Cross-model generalization: Stable performance on Llama-3.1-70B proves the framework does not depend on a specific backbone.

Highlights & Insights¶

The "perceive then act" paradigm shift is highly insightful: changing reasoning from "answer then revise" to "audit then build then answer" fundamentally addresses the confirmation bias problem. This concept can be transferred to any scenario requiring reasoning under incomplete information.
The formal representation of obstacles \(\omega = (\tau, \text{dim}, \text{req})\) makes missing premises first-class citizens—not just "something feels wrong," but precisely "what is missing, in which dimension, and what is needed." This explicitness supports subsequent systematic processing.
The full traceability of the reasoning trajectory (recording obstacles, queries, hypotheses, and state changes at each step) makes the reasoning process auditable, which is highly valuable in Explainable AI (XAI).
Adaptive gating is a pragmatic engineering decision—avoiding over-computation for tasks that do not require complex reasoning.

Limitations & Future Work¶

SABA relies on the self-assessment capability of the backbone model; smaller models may have limited obstacle detection quality.
The recursive process introduces higher latency, which may affect real-time applications.
Structured input processing in the IF module depends on the model's instruction-following ability; end-to-end clue extraction remains an open problem.
Evaluation was only conducted on detective reasoning and general QA, without verification on other reasoning types like code generation or mathematics.
The fixed maximum depth \(t_{\max}\) and gating thresholds require manual setting.

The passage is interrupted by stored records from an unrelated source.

PR #690, opened 2026-06-27
fix(websocket): clear timers and listeners on disconnect

darcyparker:
## What

`WebSocketServerAdapter` left its keepalive `setInterval` running after `disconnect()` (it was only cleared if the underlying `WebSocketServer` emitted `close`), and registered `connection`/`close` listeners on the shared server that were never removed, so a second `connect()` stacked duplicates and orphaned the earlier interval. On a long-running sync server these accumulate.

`WebSocketClientAdapter` never tracked the reconnect `setTimeout` armed in `onClose()` or the forceReady fallback `setTimeout`, so a reconnect scheduled just before `disconnect()` would still fire and revive a torn-down adapter. `disconnect()` was also not idempotent: the first call clears `this.socket`, so a second call tripped `assert(this.socket)` and threw. That surfaces under React StrictMode, which double-invokes the effect cleanup that runs `repo.shutdown()`. https://discord.com/channels/1200006940210757672/1497472347869806624

## Fix

- Server: track the keepalive interval and the server listeners on the instance and tear them down in `disconnect()`; a repeated `connect()` no longer stacks them.
- Client: track and cancel both timers in `disconnect()`, reset `#retryIntervalId` so a later `connect()` can re-arm retries, and use a `#disconnected` flag both to stop a pending reconnect from reviving the socket and to make `disconnect()` idempotent (a second call returns early instead of throwing).

## Tests

Adds regression tests: the server adapter removes its listeners and clears the keepalive interval on `disconnect()`, and the client adapter is safe to `disconnect()` more than once. Existing suite passes.

### DIFF
--- a/packages/automerge-repo-network-websocket/src/WebSocketClientAdapter.ts
+++ b/packages/automerge-repo-network-websocket/src/WebSocketClientAdapter.ts
@@ -45,6 +45,14 @@ export class WebSocketClientAdapter extends WebSocketNetworkAdapter {
   }
 
   #retryIntervalId?: TimeoutId
+  // The one-shot reconnect timer armed in onClose() and the forceReady fallback
+  // timer armed in connect(), held on the instance so disconnect() can cancel
+  // them.
+  #reconnectTimeoutId?: TimeoutId
+  #forceReadyTimeoutId?: TimeoutId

vs CoT: CoT is a linear chain and tends to commit to and expand upon early hypotheses. SABA explicitly checks for completeness before reasoning, avoiding error propagation.
vs Self-Refine/Reflexion: These are "answer-then-correct" methods prone to confirmation bias. SABA shifts the correction target from candidate answers to the underlying knowledge state, forcing an audit of completeness and consistency before commitment.
vs GoT (Graph-of-Thought): GoT externalizes trajectories but operates on unstructured text, lacking explicit representation for missing/inconsistent information. SABA formalizes reasoning as iterative structured state construction and verification.
Insights: The state-first reasoning concept may be valuable for RAG systems—building and verifying the retrieved knowledge state before performing reasoning based on it.

Rating¶

Novelty: ⭐⭐⭐⭐ The "perceive then act" concept is novel, though specific techniques (IF + QSR) have moderate innovation.
Experimental Thoroughness: ⭐⭐⭐⭐ Robust across benchmarks, ablations, and models, though the detective reasoning dataset is small (31 cases).
Writing Quality: ⭐⭐⭐⭐ Formal definitions are clear and visualizations are strong, though some mathematical notations are heavy.